2.       You Stop Taking Suggestions

Once life has balanced out and our affairs begin to organize themselves we start to accomplish things like promotions or job opportunities, new relationships, and material successes. At this point we may start to see that this new independence gives us reason to cut ties with the ones who helped build us up to this point. We think we no longer need to take advice or suggestions. We are convinced we have our own lives now and don’t need to be told how to live them. But if you don’t stay accountable to the sponsor you chose to help work your recovery or the support group you developed in order to save your life, then can you honestly trust yourself to stay accountable to any other relationship?
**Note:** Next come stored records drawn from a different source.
PR #188, opened 2017-10-16
Led: add an image for the led off page

### LINKED ISSUE #45: The Off page in the LED dialog needs an image
It needs an image according to the [empty states](https://developer.gnome.org/hig/stable/empty-placeholder.html.en) guidelines, see also https://wiki.gnome.org/Design/OS/EmptyStates

whot:
Ah, what a beautiful night sky...

The CSS background taken from the control-center scroll test page. Apparently
we can't use the SVG background and have to do this manually.

Fixes #45

### DIFF
--- a/piper/leddialog.py
+++ b/piper/leddialog.py
@@ -34,6 +34,7 @@ class LedDialog(Gtk.Dialog):
     colorbutton = GtkTemplate.Child()
     adjustment_brightness = GtkTemplate.Child()
     adjustment_effect_rate = GtkTemplate.Child()
+    led_off_image = GtkTemplate.Child()
 
     def __init__(self, ratbagd_led, *args, **kwargs):
         """Instantiates a new LedDialog.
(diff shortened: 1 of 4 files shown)


piper/leddialog.py
```diff
@@ -60,6 +61,11 @@ def __init__(self, ratbagd_led, *args, **kwargs):
         self.adjustment_brightness.set_value(self._led.brightness)
         self.adjustment_effect_rate.set_value(self._led.effect_rate)
 
+        sp = Gtk.CssProvider()
+        sp.load_from_data("* { background: #565854}".encode())
```
Hjdskes: In general I don't like hardcoding colors because this may break completely with different themes. Isn't there a color we can retrieve from the theme (through https://developer.gnome.org/gtk3/stable/GtkStyleContext.html#gtk-style-context-get-color) such that it will work for all themes? This is the approach used in the mousemap as well.

whot: looks like that function is deprecated, so we shouldn't use it. it directs me to [gtk_render_background](https://developer.gnome.org/gtk3/stable/GtkStyleContext.html#gtk-render-background) instead, but that suggests its based on CSS data anyway? That magic value is taken from the gnome-control-center, so that too would break with nondefault themes.

Hjdskes: > looks like that function is deprecated

Where do you see that?

> it directs me to `gtk_render_background` instead, but that suggests its based on CSS data anyway?

CSS data taken from whatever theme the user has applied, yes. Not a magic value taken from gnome-control-center that only works with Adwaita. At least, if I understand it correctly.

Hjdskes: >> looks like that function is deprecated
>Where do you see that?

Oh, oops. I just see I've been looking at the foreground color version and not the background color version, which is indeed deprecated. `gtk_render_background` seems to be the wrong function as I think it has to be used in the `draw` function only.

In that case, let's go with this and revisit if people start complaining about custom themes breaking.

PR #192, opened 2017-10-19
Do not generate icon-cache when DESTDIR is set

ikeydoherty:
This ensures that the icon cache will be generated when installed locally,
but will also make sure that we don't generate one when DESTDIR is set.
This helps with packaging, where packages should never provide the duplicate
"icon-theme.cache" file inside the package.

This is based around the meson build system implemented by @TingPing in
the gnome-twitch project.

Signed-off-by: Ikey Doherty <ikey@solus-project.com>

### DIFF
--- a/meson_install.sh
+++ b/meson_install.sh
@@ -1,7 +1,11 @@
 #!/usr/bin/env sh
 
-# Update icon cache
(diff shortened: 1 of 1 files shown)


Hjdskes:
Learned something new, thanks! :)

ikeydoherty:
My pleasure - we're really loving the libratbag projects in Solus, happy to help :)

When we become unteachable is when we put ourselves in danger.

3.       You Don’t Help Others

This is a symptom of complacency I am personally familiar with. I had worked a 12 Step Program of action in order to build a spiritual foundation and clean up my own past. I was blessed with a life of sobriety and many material and personal achievements, but I did no work to help another afflicted person to find what I had found. If we revert to a selfish and arrogant state of mind, we cannot be useful to others. By losing focus on spiritual principles and thinking others don’t deserve our time is a clear sign we are not on the correct course of action. As well as outside the program of recovery, helping others is essential to maintaining a deeper appreciation.

4.       You Are Easily Irritated

We are told a great deal in sobriety that acceptance and humility is huge in recovery. In my experience we have to do our best to understand others and keep our motives and emotions in check (within reason) to benefit others. At any point in sobriety that we start getting less and less accepting of others, that we start criticizing and degrading others, or we simply lose control of our serenity and aggression dominates every conversation we are edging towards disaster. When we fail to stay as peaceful as possible in the present moment and accept others as variables we cannot control, we begin to regress to old behaviors and our humility and love is compromised by the old demons like vanity, pride, and self-righteous habits.

5.       You Don’t Appreciate Gifts of Sobriety

We talked about how sobriety can provide us the chance to acquire new personal relationships, financial means, and material possessions. Once we start changing our lives, the world offers new opportunities and achievements. When complacency takes hold, we begin to want more. We may feel we are now entitled to these gifts, and we can start to look at the blessings we have gotten until this point and think we deserve better. The things we have gained are not good enough. Again, we are being selfish and putting expectations on life that are products of pride. With this attitude people in recovery tend to stray from their program and pursue more than what they need to be truly happy.

6.       You Stop Seeking Spirituality

The spiritual evolution of recovering addicts and alcoholics is an incredible process. Many have to start from scratch to build a concept and relationship with a Higher Power and some strain to find ways to nurture that relationship. Once this awareness has been established, you may settle for the same prayers and practices without trying to find ways to grow spiritually, or you might run the risk and stop exercising your spiritual fitness altogether. If you fail to remember the indispensable role your Higher Power plays in your new life, you start to become reliant on your own desires and opinions, which can lead you one day to believe that your desire to relapse is justified.

7.       You Think You are Cured

Probably one of the biggest mistakes that results from being over confident and delusional in your recovery is believing you have come so far and changed so much that you have been cured. If you think it was God’s work or your own evolution, you may decide after overcoming so much in sobriety that you are not as sick as you once were. The desperation and despair is a fading memory and everything else is going your way, why wouldn’t this? Do not be fooled. If you suffer from the same disease as the majority of us do, there is always more work to be done.